Let’s see how to write a simple Java program for downloading documents and web pages we are interested in through connecting to a Web server, using URLConnection classes and Java’s URL in the java.net package when downloading content and data. Basic familiarity with Internet, Object oriented programming, Java, and a Java SDK to compile and run the program are enough to carry out the task.

The address that allows any internet page to be identified uniquely on the World Wide Web is called URL (uniform resource locator). This is an example of a URL linking to the homepage of javawebster.net:

http://www.javawebster.net:80/index.php,

where “http” is the protocol identifier, “www.javawebster.net” is the hostname, “80” is the port’s number (which is optional whether to be specified or not; if not specified the system uses a default port), and “index.php” is the pathname or filename leading to the file on the machine.
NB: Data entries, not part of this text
PR #691, opened 2019-06-04
Bugfix:  Fix backslash display issue in datatables

cschra:
@Gitrosa found this Bug: when searching for special Characaters a Slash was added, when the search values got pulled from local storage.

This PR, consisting of only one commit, should fix this issue.
It removes backslashes for search data coming from local Storage with a RegEx.


cschra:
@NinoRy what should be the behaviour for #679 ? This PR is fixing datatables stuff and this could is an easy addition.
Currently its 2h -> either update it to be 24 hours or infinite? Maybe discuss with @schmto and @olebowle.

NinoRy:
I would just prefer 24h hours in a first step. Let's see what the feedback is from the customers.

Gitrosa:
@cschra Please take a final look to make sure everything is fine.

Class URL is encapsulated with the concept of a URL by Java, containing the former in the java.net.* package. This package is used by Java programs to represent the URL address. To use a URL string a java.net.URL object instance is used. It has a pattern like this:
URL string: protocol://host:port/filepath#ref

It’s noteworthy that while dealing with the details of the URL, the Class URL isn’t opening a connection to it. When creating an object of type URL, network communications are not being initiated, with only the string argument being parsed in the URL constructor.
The next step after getting the URL is that of opening the connection with the URLConnection Class. Being abstract, it cannot be instantiated directly, but through invoking the openConnection() method on a URL object. The latter will return an object of the URLConnection class’ subclass. Here is a sample code demonstrating how it works:

// After creating the URL object, open the connection
try {
URLConnection connection = javacodingURL.openConnection();
BufferedReader br = new BufferedReader ( new
InputStreamReader(connection.getInputStream()));
String line = “”;
while ((line = br.readLine()) != null)
System.out.println(line);
br.close();
}catch(UnknownHostException e){
System.out.println(”Unknown Host”);
return;
}catch(IOException e){
System.out.println(”Error in opening URLConnection”);
return;
}
Once the connection opens, reading and writing becomes available using OutputStream/ InputStream.